_Task statement_. Only these lines of the data below are wanted: the one with "(diff shortened: 1 of 5 files shown)", the one with "I've merged 3", and any lines between them, each repeated exactly.
────
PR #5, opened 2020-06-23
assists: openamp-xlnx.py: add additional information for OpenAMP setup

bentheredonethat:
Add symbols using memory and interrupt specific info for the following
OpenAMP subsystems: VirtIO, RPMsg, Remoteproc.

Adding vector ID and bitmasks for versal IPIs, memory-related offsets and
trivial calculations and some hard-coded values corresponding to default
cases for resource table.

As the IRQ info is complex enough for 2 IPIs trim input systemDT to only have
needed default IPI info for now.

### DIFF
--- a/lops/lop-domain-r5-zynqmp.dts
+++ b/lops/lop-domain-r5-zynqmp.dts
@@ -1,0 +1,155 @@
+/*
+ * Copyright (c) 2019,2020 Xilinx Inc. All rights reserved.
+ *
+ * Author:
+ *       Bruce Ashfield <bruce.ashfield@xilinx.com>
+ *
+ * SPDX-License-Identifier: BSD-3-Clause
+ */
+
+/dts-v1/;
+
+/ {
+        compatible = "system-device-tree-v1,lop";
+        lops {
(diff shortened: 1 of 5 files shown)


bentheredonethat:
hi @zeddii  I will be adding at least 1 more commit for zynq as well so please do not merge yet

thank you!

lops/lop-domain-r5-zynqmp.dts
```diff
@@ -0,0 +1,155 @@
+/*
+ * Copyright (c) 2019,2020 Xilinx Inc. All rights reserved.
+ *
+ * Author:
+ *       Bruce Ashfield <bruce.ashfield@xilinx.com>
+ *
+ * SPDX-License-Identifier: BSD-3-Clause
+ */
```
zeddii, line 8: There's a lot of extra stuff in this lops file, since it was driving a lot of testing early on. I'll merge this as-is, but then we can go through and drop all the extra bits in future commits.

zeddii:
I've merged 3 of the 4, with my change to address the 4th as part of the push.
────
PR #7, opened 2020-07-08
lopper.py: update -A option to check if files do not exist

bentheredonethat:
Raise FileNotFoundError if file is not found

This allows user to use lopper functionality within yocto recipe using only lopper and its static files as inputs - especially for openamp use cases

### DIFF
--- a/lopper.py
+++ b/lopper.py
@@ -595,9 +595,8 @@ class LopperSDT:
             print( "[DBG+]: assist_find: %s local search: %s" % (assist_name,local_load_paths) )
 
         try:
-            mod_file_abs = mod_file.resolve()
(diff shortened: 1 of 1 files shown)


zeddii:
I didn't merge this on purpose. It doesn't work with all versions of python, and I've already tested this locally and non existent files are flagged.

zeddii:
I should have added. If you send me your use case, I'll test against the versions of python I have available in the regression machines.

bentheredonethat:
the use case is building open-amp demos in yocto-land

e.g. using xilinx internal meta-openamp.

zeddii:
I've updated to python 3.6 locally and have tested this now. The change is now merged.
────
_Output for this exercise_.
(diff shortened: 1 of 5 files shown)


bentheredonethat:
hi @zeddii  I will be adding at least 1 more commit for zynq as well so please do not merge yet

thank you!

lops/lop-domain-r5-zynqmp.dts
```diff
@@ -0,0 +1,155 @@
+/*
+ * Copyright (c) 2019,2020 Xilinx Inc. All rights reserved.
+ *
+ * Author:
+ *       Bruce Ashfield <bruce.ashfield@xilinx.com>
+ *
+ * SPDX-License-Identifier: BSD-3-Clause
+ */
```
zeddii, line 8: There's a lot of extra stuff in this lops file, since it was driving a lot of testing early on. I'll merge this as-is, but then we can go through and drop all the extra bits in future commits.

zeddii:
I've merged 3 of the 4, with my change to address the 4th as part of the push.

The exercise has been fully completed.